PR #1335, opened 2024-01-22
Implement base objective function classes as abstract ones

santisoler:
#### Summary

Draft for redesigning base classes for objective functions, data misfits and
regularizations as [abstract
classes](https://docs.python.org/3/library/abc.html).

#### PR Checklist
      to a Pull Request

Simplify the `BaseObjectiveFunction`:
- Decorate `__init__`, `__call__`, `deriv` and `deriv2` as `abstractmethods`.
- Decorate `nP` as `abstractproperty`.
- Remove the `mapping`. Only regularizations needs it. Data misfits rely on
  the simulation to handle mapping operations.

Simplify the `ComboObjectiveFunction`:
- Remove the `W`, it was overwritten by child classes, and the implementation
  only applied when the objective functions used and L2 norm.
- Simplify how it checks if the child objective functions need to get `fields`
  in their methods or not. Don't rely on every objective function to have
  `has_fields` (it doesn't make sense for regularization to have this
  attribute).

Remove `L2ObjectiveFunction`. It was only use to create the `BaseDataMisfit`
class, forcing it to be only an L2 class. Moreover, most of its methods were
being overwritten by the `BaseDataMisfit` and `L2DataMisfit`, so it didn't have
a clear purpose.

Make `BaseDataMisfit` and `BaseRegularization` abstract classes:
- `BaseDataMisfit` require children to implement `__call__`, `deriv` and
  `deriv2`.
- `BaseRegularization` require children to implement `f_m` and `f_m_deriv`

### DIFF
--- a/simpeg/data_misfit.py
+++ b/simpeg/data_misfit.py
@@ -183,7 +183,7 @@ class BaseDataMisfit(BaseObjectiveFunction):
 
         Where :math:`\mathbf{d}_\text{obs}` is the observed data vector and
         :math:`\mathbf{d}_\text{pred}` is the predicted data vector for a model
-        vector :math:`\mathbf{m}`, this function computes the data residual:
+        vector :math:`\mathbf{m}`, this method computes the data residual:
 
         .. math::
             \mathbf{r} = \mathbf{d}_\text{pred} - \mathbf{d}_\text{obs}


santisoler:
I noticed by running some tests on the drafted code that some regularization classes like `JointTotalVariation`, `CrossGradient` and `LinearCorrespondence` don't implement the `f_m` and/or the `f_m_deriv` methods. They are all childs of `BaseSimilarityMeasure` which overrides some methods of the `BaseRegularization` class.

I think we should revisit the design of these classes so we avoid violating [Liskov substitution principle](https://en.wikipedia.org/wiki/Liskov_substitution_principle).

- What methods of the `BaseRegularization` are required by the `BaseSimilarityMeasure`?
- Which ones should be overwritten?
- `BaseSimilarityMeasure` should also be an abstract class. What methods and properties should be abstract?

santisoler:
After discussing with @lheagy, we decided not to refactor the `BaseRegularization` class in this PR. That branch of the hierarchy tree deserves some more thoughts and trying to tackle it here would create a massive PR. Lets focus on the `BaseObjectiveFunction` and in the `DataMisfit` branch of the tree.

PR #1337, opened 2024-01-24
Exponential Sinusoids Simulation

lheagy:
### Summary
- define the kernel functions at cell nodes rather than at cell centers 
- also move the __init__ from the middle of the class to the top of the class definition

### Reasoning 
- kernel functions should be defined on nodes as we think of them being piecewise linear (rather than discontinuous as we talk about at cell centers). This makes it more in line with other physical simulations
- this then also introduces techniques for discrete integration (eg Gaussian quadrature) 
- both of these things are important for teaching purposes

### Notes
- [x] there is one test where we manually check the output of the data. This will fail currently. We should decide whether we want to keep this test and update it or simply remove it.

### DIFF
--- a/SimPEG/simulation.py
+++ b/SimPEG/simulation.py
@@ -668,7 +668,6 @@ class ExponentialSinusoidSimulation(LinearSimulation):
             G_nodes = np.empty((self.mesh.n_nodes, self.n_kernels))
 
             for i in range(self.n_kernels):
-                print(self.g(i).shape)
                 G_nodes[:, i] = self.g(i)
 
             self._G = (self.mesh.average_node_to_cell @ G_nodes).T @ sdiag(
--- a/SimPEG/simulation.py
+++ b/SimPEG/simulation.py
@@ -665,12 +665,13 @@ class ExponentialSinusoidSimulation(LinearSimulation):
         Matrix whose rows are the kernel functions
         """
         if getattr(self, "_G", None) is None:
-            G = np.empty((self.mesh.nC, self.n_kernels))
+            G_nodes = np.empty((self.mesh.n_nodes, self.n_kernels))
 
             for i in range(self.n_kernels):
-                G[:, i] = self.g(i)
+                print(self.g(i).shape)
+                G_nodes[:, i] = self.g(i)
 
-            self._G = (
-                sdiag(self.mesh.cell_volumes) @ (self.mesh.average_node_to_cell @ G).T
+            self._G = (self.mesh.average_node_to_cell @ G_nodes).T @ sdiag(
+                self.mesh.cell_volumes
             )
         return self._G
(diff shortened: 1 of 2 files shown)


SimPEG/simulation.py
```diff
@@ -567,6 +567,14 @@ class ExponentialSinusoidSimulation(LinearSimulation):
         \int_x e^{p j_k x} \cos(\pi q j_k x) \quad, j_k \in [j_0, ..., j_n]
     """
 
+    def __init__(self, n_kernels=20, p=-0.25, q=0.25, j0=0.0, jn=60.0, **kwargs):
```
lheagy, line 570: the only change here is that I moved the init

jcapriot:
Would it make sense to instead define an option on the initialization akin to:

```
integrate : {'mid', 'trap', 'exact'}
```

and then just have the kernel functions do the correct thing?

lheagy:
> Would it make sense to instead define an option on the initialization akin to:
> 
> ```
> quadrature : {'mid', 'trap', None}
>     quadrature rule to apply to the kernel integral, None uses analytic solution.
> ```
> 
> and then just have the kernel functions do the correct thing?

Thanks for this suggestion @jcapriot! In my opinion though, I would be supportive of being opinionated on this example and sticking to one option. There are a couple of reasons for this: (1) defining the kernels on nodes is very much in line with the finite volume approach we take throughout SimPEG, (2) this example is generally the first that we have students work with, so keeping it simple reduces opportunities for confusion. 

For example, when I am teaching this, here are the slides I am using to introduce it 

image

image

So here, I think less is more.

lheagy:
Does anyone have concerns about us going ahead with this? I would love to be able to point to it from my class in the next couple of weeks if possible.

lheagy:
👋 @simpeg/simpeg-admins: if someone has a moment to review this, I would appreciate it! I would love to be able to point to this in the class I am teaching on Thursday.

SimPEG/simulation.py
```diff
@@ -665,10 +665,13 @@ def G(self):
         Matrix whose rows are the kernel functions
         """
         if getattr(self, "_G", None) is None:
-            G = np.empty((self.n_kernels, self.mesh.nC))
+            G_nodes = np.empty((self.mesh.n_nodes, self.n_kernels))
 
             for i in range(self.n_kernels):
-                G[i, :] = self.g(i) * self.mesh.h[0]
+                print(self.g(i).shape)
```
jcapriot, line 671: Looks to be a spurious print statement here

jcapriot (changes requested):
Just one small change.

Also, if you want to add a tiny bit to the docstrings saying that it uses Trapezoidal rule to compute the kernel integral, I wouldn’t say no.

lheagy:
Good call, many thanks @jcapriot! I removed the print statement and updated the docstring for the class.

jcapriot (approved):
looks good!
------------------------------------
**What this task involves**
Reproduce the entries above exactly, but only the lines between the line holding "For example, when" and the line holding "Good call, many", inclusive.

**Response**
For example, when I am teaching this, here are the slides I am using to introduce it 

image

image

So here, I think less is more.

lheagy:
Does anyone have concerns about us going ahead with this? I would love to be able to point to it from my class in the next couple of weeks if possible.

lheagy:
👋 @simpeg/simpeg-admins: if someone has a moment to review this, I would appreciate it! I would love to be able to point to this in the class I am teaching on Thursday.

SimPEG/simulation.py
```diff
@@ -665,10 +665,13 @@ def G(self):
         Matrix whose rows are the kernel functions
         """
         if getattr(self, "_G", None) is None:
-            G = np.empty((self.n_kernels, self.mesh.nC))
+            G_nodes = np.empty((self.mesh.n_nodes, self.n_kernels))
 
             for i in range(self.n_kernels):
-                G[i, :] = self.g(i) * self.mesh.h[0]
+                print(self.g(i).shape)
```
jcapriot, line 671: Looks to be a spurious print statement here

jcapriot (changes requested):
Just one small change.

Also, if you want to add a tiny bit to the docstrings saying that it uses Trapezoidal rule to compute the kernel integral, I wouldn’t say no.

lheagy:
Good call, many thanks @jcapriot! I removed the print statement and updated the docstring for the class.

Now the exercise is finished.